Ese 12 de donde salió? De los 12 voltios no?

12v*50a = 600w => Consumo total del amplificador, teniendo en cuenta que algo de la potencia se pierda en calor puede ser que de 500w

Por favor que alguien me corrija si estoy equivocado. 

Saludos


----------



## Guille DJ (May 8, 2007)

aver aver

cuanta potencia da tu amplificador?????, 500w rms en un coche es muxa tela ehh
mas o menos, la proporcion va a medias, 1000w nominales, = a 500w rms
por lo general en los amplificador te dan la potencia nominal, es un engaño a medias, no se pq te has ido a calcular la potencia en la alimentacion, exactamente no se de una formula que lo haga, pues aki todos los que trabajamos sonido, y tenemos amplificador grandes lo hacemos asi:

el fabricante indica normalmente la potencia en w nominales
pues la mitad es la potencia rms

sin mas

pues en tu ejemplo, 125w rms seran 500w nominales,
si lo multiplicas x4 seran 2000w nominales (solo en teoria) pues no puedes mezclar canales por las buenas asi que solo eso

125w rms = 500 w nominales
en modo puente, ´BRIDGE conseguirias el doble de potencia, 500rms
pero solo en las etapas que lo permitan


espero quede mas o menos claro.

un saludo
Guille


----------



## gaston sj (May 9, 2007)

gracias lo que tenia entendido es que era multiplicar el consumo por la tension o sea consumo = a 50A tensión= 12vcc no se si sera correcto o erroneo lo que yo tenia entendido pero ya me quedo mas claro saludos


----------



## rampa (May 9, 2007)

gaston sj dijo:
			
		

> gracias lo que tenia entendido es que era multiplicar el consumo por la tension o sea consumo = a 50A tensión= 12vcc no se si sera correcto o erroneo lo que yo tenia entendido pero ya me quedo mas claro saludos



Amigo para sacar el Poder es como tu lo indicas y la formula seria:
P=V*I (600=12*50a)

Por otro lado dudo muchisimo que sea 600w RMS imagina el consumo teniendo en cuenta que las baterias son de 60-75a con el coche andando con las luces el estereo y la potencia no creo que haya bateria en el mundo que aguante.... 

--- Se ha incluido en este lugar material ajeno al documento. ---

PR #779, opened 2023-06-20
add SceNpDrmActivationData struct, and ksceNpDrmReadActData, and sceNpDrmCheckActData

KuromeSan:
+ the "SceNpDrmActivationData" struct is based on a simular struct from within NoPspEmuDrm: https://github.com/KuromeSan/NoPspEmuDrm/blob/master/user/PspNpDrm.h#L115, which is licensed under the GPLv3, but given that _i wrote this_ you have my permission to include this and license under MIT 

+ the PspAct struct in NoPspEmuDrm is itself based on the Act struct within Chovy-Sign2 just re written as C code https://github.com/KuromeSan/chovy-sign/blob/master/PspCrypto/SceNpDrm.cs#L317 that one was done by SquallATF, who also have no problem with it being included in VitaSDK. 

if its still somehow a problem i guess just change the output type of ksceNpDrmReadActivationData to void* 🤷‍♀️

### DIFF
--- a/include/psp2/npdrm.h
+++ b/include/psp2/npdrm.h
@@ -38,6 +38,21 @@ int _sceNpDrmGetRifName(char *rif_name, uint64_t aid);
 int _sceNpDrmGetFixedRifName(char *rif_name, uint64_t aid);
 
 /**
+ * Check you have npdrm activation data, and get information from it
+ *
+ * @param[out]  act_type        - The pointer of activation type output.
+ *
+ * @param[out]  version_flag    - The pointer of version flag output.
+ *
+ * @param[out]  account_id      - The pointer of activated account id output.
+ *
+ * @param[out]  act_exp_time    - The pointer of activation expire time output, [0] is start_date, [1] is end_date
+ *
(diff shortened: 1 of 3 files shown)


KuromeSan:
ok it should be good now xD

KuromeSan:
alright i think thats all of it..

d3m3vilurr:
@KuromeSan can you squash commits? or i'll just merge with squash every commits if you are okay.

KuromeSan:
How exactly to squash commit? :? idk if u can do it yourself then just do that i guess

KuromeSan:
Ah i worked it out, alright. should be good now

d3m3vilurr:
> How exactly to squash commit? :? idk if u can do it yourself then just do that i guess

imo, you already did it. but i explain more detail steps if you want to make multiple commits than just one :)
```bash
git stash -i HEAD~10 # use commit count
# it will open the $EDITOR then you can pick, squash, re-edit and re-ordering of the commits
# after this action you get one or more commits
git push -f origin target-branch # in this case `git push -f origin patch-19`
```

PR #786, opened 2023-07-03
Add deprecation messages guard

isage:


isage:
See https://github.com/vitasdk/vita-toolchain/pull/240

PR #795, opened 2023-07-18
Update nid dbs

Princess-of-Sleeping:
~~Do not merge this PR yet.~~ PR is ready.


vita.header_warn.cmake
```diff
@@ -48,6 +48,13 @@ endif()
 math(EXPR __vitasdk_expires_wrong_libs_module_name "20240101 + 2 * 100")
 
 if(${__vitasdk_current_time} LESS ${__vitasdk_expires_wrong_libs_module_name})
+endif()
+
+if(Off)
```
d3m3vilurr, line 53: hm... how devs read this message if you move this block to off part?

Princess-of-Sleeping: Disabled the message by correcting the module name without changing the lib name.

PR #815, opened 2023-09-24
last_built_toolchain.py: fetch 100 items instead of 30

isage:
currently last linux tag is beyond default 30 items limit, so raise it to max (100)
~~"proper" fix would be to iterate through pages until we get required tag (but that could trigger api rate limit)~~
added iteration through 5 first pages

### DIFF
--- a/.travis.d/last_built_toolchain.py
+++ b/.travis.d/last_built_toolchain.py
@@ -10,7 +10,7 @@ except ImportError:
 
 GITHUB_REPO = 'vitasdk/autobuilds'
 GITHUB_API = 'https://api.github.com'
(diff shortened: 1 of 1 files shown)


scribam (approved):

d3m3vilurr:
looks good to me. I just worried this patch trigging the api rate limit but this is good  on the normal situation.

imo, we should remove the old built tags when succeded the cronjob CI.

isage:
> imo, we should remove the old built tags when succeded the cronjob CI.

Maybe, but i'd keep X last tags anyway, makes testing for regressions easier

PR #820, opened 2023-10-12
Fixed lot of cpu stuff

Princess-of-Sleeping:
From https://github.com/vitasdk/vita-headers/blob/master/vita.header_warn.cmake#L43

This PR will be merged 2023/10/15 or after.

### DIFF
--- a/include/psp2kern/kernel/cpu/atomic.h
+++ b/include/psp2kern/kernel/cpu/atomic.h
@@ -1,0 +1,125 @@
+/**
+ * \kernelgroup{SceCpu}
+ * \usage{psp2kern/kernel/cpu/atomic.h}
+ */
+
+
+#ifndef _PSP2KERN_KERNEL_CPU_ATOMIC_H_
+#define _PSP2KERN_KERNEL_CPU_ATOMIC_H_
+
+#include <psp2kern/types.h>
+
+#ifdef __cplusplus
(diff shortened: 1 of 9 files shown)


include/psp2kern/kernel/cpu/atomic.h
```diff
@@ -0,0 +1,125 @@
...
+#define _PSP2KERN_KERNEL_CPU_ATOMIC_H_
+
+#include <psp2kern/types.h>
+
+#ifdef __cplusplus
+extern "C" {
+#endif
+
+
+int ksceKernelAtomicAdd32AndGet64InHiLoRange(unsigned long long *val, int add_val, int limit);
```
d3m3vilurr, line 17: just a question, don't we need to change types to `SceInt32` and `SceUInt64`??

Princess-of-Sleeping: The SceCpuForKernel::atomic stuff was added straight from the wiki. I can change it to SceInt32/SceInt64 if you wish.

d3m3vilurr: yep. can you change them?
i'll merge this after that jobs

Princess-of-Sleeping: done

PR #839, opened 2024-12-10
Add missing definitions for adhoc matching headers

german77:


include/psp2/net/adhoc_matching.h
```diff
@@ -0,0 +1,101 @@
...
+    SCE_NET_ADHOC_MATCHING_HANDLER_EVENT_DENY         = 4,
+    SCE_NET_ADHOC_MATCHING_HANDLER_EVENT_CANCEL       = 5,
+    SCE_NET_ADHOC_MATCHING_HANDLER_EVENT_ACCEPT       = 6,
+    SCE_NET_ADHOC_MATCHING_HANDLER_EVENT_ESTABLISHED  = 7,
+    SCE_NET_ADHOC_MATCHING_HANDLER_EVENT_TIMEOUT      = 8,
+    SCE_NET_ADHOC_MATCHING_HANDLER_EVENT_ERROR        = 9,
+    SCE_NET_ADHOC_MATCHING_HANDLER_EVENT_BYE          = 10,
+    SCE_NET_ADHOC_MATCHING_HANDLER_EVENT_DATA         = 11,
+    SCE_NET_ADHOC_MATCHING_HANDLER_EVENT_DATA_ACK     = 12,
+    SCE_NET_ADHOC_MATCHING_HANDLER_EVENT_DATA_TIMEOUT = 13
```
d3m3vilurr, line 64: - have you get these enums via reversing module by yourself?
- doesn't referenced leaked/official sdk?

german77: I reversed and re-implemented the full module in https://github.com/Vita3K/Vita3K/pull/3470 although my work is a continuation of another WIP from another user that happens to have this exact enum already. The module behavior does seem to match with the enum names.

Since I can't confirm the source of this enum I can remove it as it's not essential for this header to work properly.

d3m3vilurr: yep. please remove them and keep only your own reversing part. we cannot allow official sdk part. unknown source has same risk.

german77: done

d3m3vilurr: @german77 sorry. something mores.

1. are remain enums safe?
2. please match code convention
    - use hardtab for indentation
    - if you doesn't have special reason, please use `snake_case` for structure field & function arguments (code coventions)
        - for example; `optLen` to be `opt_len`

@Princess-of-Sleeping can you support this review if I late :'(

german77: Remaining enums are safe. I did the rest of this header by myself and I also have an usage example that I will upstream once this is merged. I will address the formatting issues in the following minutes.

german77: Just as a side note the files in the same folder as this one don't match the convention.

d3m3vilurr:
ah you should define doc group in [here](https://github.com/vitasdk/vita-headers/blob/master/docs/definitions.dox#L332-L336)

d3m3vilurr:
ty for your contribution & patient :)

PR #842, opened 2025-01-03
Added `const` keyword for vfs.h

Princess-of-Sleeping:
@bythos14 If you forgot this on prev PR, You agree for this?

Im sure on some member have `const`.


bythos14:
Oh yeah, I overlooked those when I exported the structs from Ghidra. Thanks for noticing

Princess-of-Sleeping:
OK, I think PR merge is ready now.

PR #844, opened 2025-01-30
add SceSdifCmd56 nids

LiEnby:
used to  communicate with MMC device over GENERAL_CMD, (used on vita for gamecart authentication)


Princess-of-Sleeping:
Fix a sort order.

PR #850, opened 2025-03-16
Fix docs error

bythos14:
Fix error preventing docs from generating with Modules section


Princess-of-Sleeping:
Superseded by PR #851

PR #852, opened 2025-04-05
db: remove duplicate entries

CreepNT:
There are duplicate entries in the following files:
- db/360/SceLibMonoBridge.yml
	* pss_errno_loc
	* pss_app_exit_liveboard
	* (both removed as unknown which one is correct)

- db/360/SceLibMtp.yml
	* sceMtpBeginHttpGetPropertyWithUrl
	* sceMtpBeginGetSystemSetting
	* (wrong name determined thanks to NID calculation)

- db/360/ScePaf.yml
	* scePafResourceGetAttributeIdInt
	* scePafResourceGetAttributeIdIntLpb
	* (changed NID of scePafResourceGetAttributeIdIntLpb to match NID of function calling scePafResourceGetIdIntLpb)

cc @LiEnby to fix file `#1`
cc @Princess-of-Sleeping to check `#3`

### DIFF
--- a/db/360/SceLibMonoBridge.yml
+++ b/db/360/SceLibMonoBridge.yml
@@ -184,7 +184,6 @@ modules:
           monoeg_try_realloc: 0xB1006CCC
           pss_alloc_mem: 0x1A2E441F
           pss_alloc_raw: 0x599AEA5E
-          pss_app_exit_liveboard: 0x58ABAD62
           pss_code_mem_alloc: 0xF466ABEC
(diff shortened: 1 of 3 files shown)


LiEnby:
Hm I believe android has symbols to LibMonoBridge, perhaps i can find the original name that way, it’s a thing I’ve been doing in SnowPME for awhile ..

Princess-of-Sleeping:
Confirmed.

PR #862, opened 2025-07-29
Added SceGxmTexture*AnisoMode

FirebirdTA01:


isage:
wdym "verify my NID calculation"
where did you even get those functions and NIDs from?
there's no  such nids nor functions in libgxm.

Rinnegatamante:
Assuming that NID existed (since it was referenced before even in vitasdk), it's long gone and probably present only in some very early fw (maybe even proto fw only).

isage:
There's no such NIDs in libgxm_es2, nor libgxm_es3, nor libgxm_es4 (from 0.99)

isage:
Functions themselves did exist, but only before 1.00 and with different NIDs (0xe719cbd4 for set, and de9d5911 for get)

FirebirdTA01:
> wdym "verify my NID calculation" where did you even get those functions and NIDs from? there's no such nids nor functions in libgxm.
> 
> you can't just take random names, calculate NID for them and expect them to exist.

I got them from old copies of my vita apps which used to use this function. Are there modern replacements or are all textures just automatically filtered when at extreme angles now?

bythos14:
@Rinnegatamante We did test this with GTA SA I believe, and there was no noticeable change as to indicate that the functionality was still present in the ES4 (retail) GPU revision, ergo why Sony removed it from gxm's API.

PR #865, opened 2025-09-24
Add SceError library

LiEnby:
found documented in vita3k emulator, as well as a plugin from princess-of-sleeping,

https://github.com/Vita3K/Vita3K/blob/556c2355a42517ad92bc9365ce6542b2aae39227/vita3k/modules/SceError/SceError.h#L20

https://github.com/Princess-of-Sleeping/vita-utility/blob/a9e689bb5ca0d74654833c305330dd2d6983b687/kernel/SceErrorHelper/src/main.c#L19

El Amplificador debe ser de 125w PMPO por canal con un consumo de 10A totales lo que seria razonable.

Recuerda que 125W MAX o 125 PMPO serian algo asi como 25-30W RMS al menos todas las potencias que he testiado generalmente se dividen en 5 el W PMPO para obtener el W real RMS aunque algunas las de mas alta calidad se dividen en 4 para obtener el con W real.

Y recordar que intentan engañar con el W PMPO o tambien llamado W MAX por algunos fabricantes ponen cifras descabelladas para intentar de atraer a los clientes.

Recuerdo de la potencia de un amigo.... decia 1000W (ni PMPO ni MAX) 500w x2 ... a lo que me rei cuando la vi porque me parecia imposible que tenga esa potencia y menos con 12v... probando descubri que no tiraba mas de 65w RMS por canal.

Aca les dejo un datito como para que lo tengan en cuenta:

*Watios RMS (root mean square).*
En realidad los watios RMS no existen, existen los Amperios RMS y los Voltios RMS, lo que se suele conocer como watios RMS es el producto entre Amperios RMS y Voltios RMS. Son una media de la potencia real frente al tiempo, caracteriza una potencia entregada de forma continua o en su defecto periódica.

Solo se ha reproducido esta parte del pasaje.